Levi L. Conant 2017 LECTURE SERIES
David H. Bailey
Lawrence Berkeley National Laboratory (retired)
University of California, Davis, Computer Science
Computation and analysis of arbitrary digits of Pi
and other mathematical constants
We recently performed some very large mathematical calculations, uncovering digits of various mathematical constants that until quite recently were widely considered to be forever inaccessible to humans. Our computations stem from the “BBP” formula for Pi, which was discovered in 1997 using a computer program implementing the “PSLQ” integer relation algorithm.
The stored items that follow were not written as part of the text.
Issue #9887, opened 2026-01-01
Left-clicking the end of a line in Normal mode switches to Visual mode


sho16jp:
**Describe the bug**
When left-clicking the end of a line in Normal mode, the editor sometimes switches to Visual mode unexpectedly.

**To Reproduce**
1. Open any file and confirm you are in Normal mode.
2. Left-click the end of a line.
3. Move to another line and left-click the end of that line as well.
4. Visual mode is activated unexpectedly.

**Expected behavior**
A left-click in Normal mode should only move the cursor.
This action should not cause the editor to enter Visual mode.

**Environment (please complete the following information):**
- Extension (VsCodeVim) version:1.32.4
- VSCode version:1.107.1
- OS:Linux Mint 22.2 Cinnamon
- (Same behavior also confirmed on Windows 11)

**Additional context**
A reproduction video is attached below.

https://github.com/user-attachments/assets/b2f143a2-4b6f-4921-b873-8c43b6cf38ad

sho16jp:
Thanks for looking into this. Much appreciated.

PR #9889, opened 2026-01-03
added revert to normal mode in case of bad sequence of selectionchang…

teslae1:
Fixes mouseclick at eol when in normal mode sometimes triggers visual mode.

I was able to reproduce the problem - the core issue is that vscode
sometimes issues a specific sequence of selection change events on a single mouse click.
When the error occurs the sequence of events for the single mouse click is:
1. Selection change event that selects the last character of the line
- This causes the change to visual mode
2. Selection change event that selects no characters and is at end of line
- This moves the cursor to the end of line having no characters selected

These two events leave the editor in the state which was also shown in
the issue: visual mode and no characters selected.

#9887

### DIFF
--- a/src/mode/modeHandler.ts
+++ b/src/mode/modeHandler.ts
@@ -253,8 +253,7 @@ export class ModeHandler implements vscode.Disposable, IModeHandler {
             // like 'editor.action.smartSelect.grow' are handled.
             if (this.vimState.currentMode === Mode.Visual) {
               const isEol =
-                e.textEditor.document &&
-                e.textEditor.document.lineAt(selection.active.line).text.length ===
+                e.textEditor.document?.lineAt(selection.active.line).text.length ===
                   selection.active.character;
               const lastSelection = this.vimState.lastVisualSelection;
               const previousVisualSelectionIsFromLastCharToEol =


J-Fields:
>    1. Selection change event that selects the last character of the line
>
>    - This causes the change to visual mode

Is there a way to detect this, and prevent it from changing the mode, rather than reverting it after the fact?

teslae1:
> > 1. Selection change event that selects the last character of the line
> > 
> > 
> > * This causes the change to visual mode
> 
> Is there a way to detect this, and prevent it from changing the mode, rather than reverting it after the fact?

I tried researching this (I agree it would be best to never end up in the bad state),
but the fact that the first event in isolation is a completely viable event
that is also dispatched when a user left clicks and drags to select the last char of a line
lead me to the conclusion that we can only detect this after the fact.

teslae1:
@J-Fields 
Hey Jason, 
just wanted to know if there is anything I myself can do to move my pr's along
(including the one belonging to this conversation)
https://github.com/VSCodeVim/Vim/pull/9874
https://github.com/VSCodeVim/Vim/pull/9872
https://github.com/VSCodeVim/Vim/pull/9894
https://github.com/VSCodeVim/Vim/pull/9895
https://github.com/VSCodeVim/Vim/pull/9896

teslae1:
Hey again @J-Fields ,
let me know if I can help in any way.
Just wanted to add to the list of pending pr's I have: 
https://github.com/VSCodeVim/Vim/pull/9911
https://github.com/VSCodeVim/Vim/pull/9910
https://github.com/VSCodeVim/Vim/pull/9901

Issue #9902, opened 2026-01-17
`gf` command fails to open files in WSL environment


NeyasG:
Type: <b>Bug</b>

## Environment
- **VSCode Version**: 1.108.1
- **VSCodeVim Version**: 1.32.4
- **OS**: Windows 11 with WSL 2 (Ubuntu)
- **VSCode Remote**: WSL extension enabled

## Description
The `gf` (go to file) command fails to open files in a WSL environment, producing the error:
```
E447: Can't find file "test.txt" in path
```

This occurs even when the file exists in the same directory as the currently open file.

## Steps to Reproduce
1. Open VSCode connected to WSL (Remote - WSL extension)
2. Create a workspace with two files in the same directory:
   - `main.py`
   - `test.txt`
3. In `main.py`, add a line with just the filename: `test.txt`
4. Place cursor on `test.txt`
5. Press `gf` in normal mode

**Expected behavior**: Opens `test.txt` in a new editor tab

**Actual behavior**: Error message "E447: Can't find file "test.txt" in path"

## What I've Tried
- ✗ Bare filename: `test.txt`
- ✗ Relative path with `./`: `./test.txt`
- ✗ Absolute path: `/home/my_user/repos/VSCodeSettings/test.txt` (opened wrong file at duplicate nested path)
   - File path that was opened was `~/repos/VSCodeSettings/home/my_user/repos/VSCodeSettings/test.txt`
- ✗ Setting `editor.links: true` in VSCode settings (doesn't seem to affect vim commands)

## Working scenario
✓ **The `gf` command works correctly in a non-WSL environment** (native Linux/Windows)
- Created `test.txt` and `main.py` in the same directory
- Used bare filename `test.txt` in `main.py`
- `gf` command successfully opened the file

## Analysis

I'm not too familiar with the internal of VSCodeVim this so forgive me if my analysis is a bit rough.

VSCodeVim source code ([src/actions/commands/file.ts](https://github.com/VSCodeVim/Vim/blob/master/src/actions/commands/file.ts#L86-L109)), the `gf` implementation:

1. First tries to resolve paths relative to the current file's directory
2. Falls back to the workspace root
3. Uses VSCode's URI and file system APIs

The issue appears to be that VSCodeVim's path resolution doesn't properly handle VSCode Remote URI schemes (`vscode-remote://wsl+ubuntu/...`), treating them as local `file://` URIs instead?

## What I think is happening
[...]

PR #9910, opened 2026-01-23
fixed gf when wsl

teslae1:
Added file path resolution that tries to use "path" property of Uri to support filepaths gotten when workspace is remote WSL. Including a small refactor to a seperate method for clarity
https://github.com/VSCodeVim/Vim/issues/9902

### DIFF
--- a/src/actions/commands/file.ts
+++ b/src/actions/commands/file.ts
@@ -79,7 +79,7 @@ class OpenFile extends BaseCommand {
 
     const fileInfo = fullFilePath.match(/(.*?(?=:[0-9]+)|.*):?([0-9]*)$/);
     if (fileInfo) {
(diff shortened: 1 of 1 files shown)


src/actions/commands/file.ts
```diff
@@ -79,35 +79,44 @@ class OpenFile extends BaseCommand {
...
-        file: fileUri.fsPath,
+        file: filePath,
         cmd: isNaN(line) ? undefined : { type: 'line_number', line: line - 1 },
         createFileIfNotExists: false,
       });
       void fileCommand.execute(vimState);
     }
   }
+
+  async GetExistingFilePath(fileInfo: string[], vimState: VimState): Promise<string> {
```
J-Fields:
```suggestion
  async getExistingFilePath(fileInfo: string[], vimState: VimState): Promise<string> {
```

This formula has the remarkable property that it permits one to directly calculate binary or base-16 digits of Pi, beginning at an arbitrary position, without needing to calculate any of the preceding digits. Since 1997, numerous other BBP-type formulas have been discovered for various mathematical constants. In our Conant Prize article, we described the computation of base-64 (binary) digits of Pi^2, base-729 (ternary) digits of Pi^2, and base-4096 (binary) digits of Catalan’s constant, in each case beginning at the ten trillionth place. The computation of base-16 digits of Pi beginning at the 500 trillionth place has previously been described by other researchers. We also discussed intriguing connections between these BBP formulas and the age-old unsolved research question of whether and why constants such as Pi have “random” digits.
David H. Bailey received his PhD in mathematics from Stanford University in 1976 and in his subsequent career worked at the NASA Ames Research Center and then at the Lawrence Berkeley National Laboratory. He recently retired from the Berkeley Lab but continues as a research associate with the University of California Davis, Department of Computer Science. His published work includes over two hundred papers in experimental mathematics, computational number theory, parallel computing, high-precision computing, fast Fourier transforms, and mathematical finance. • Among his honors, he has received the Chauvenet and Merten M. Hasse Prizes from the Mathematical Association of America, the Sidney Fernbach Award from the IEEE Computer Society, and the Gordon Bell Prize from the Association of Computing Machinery.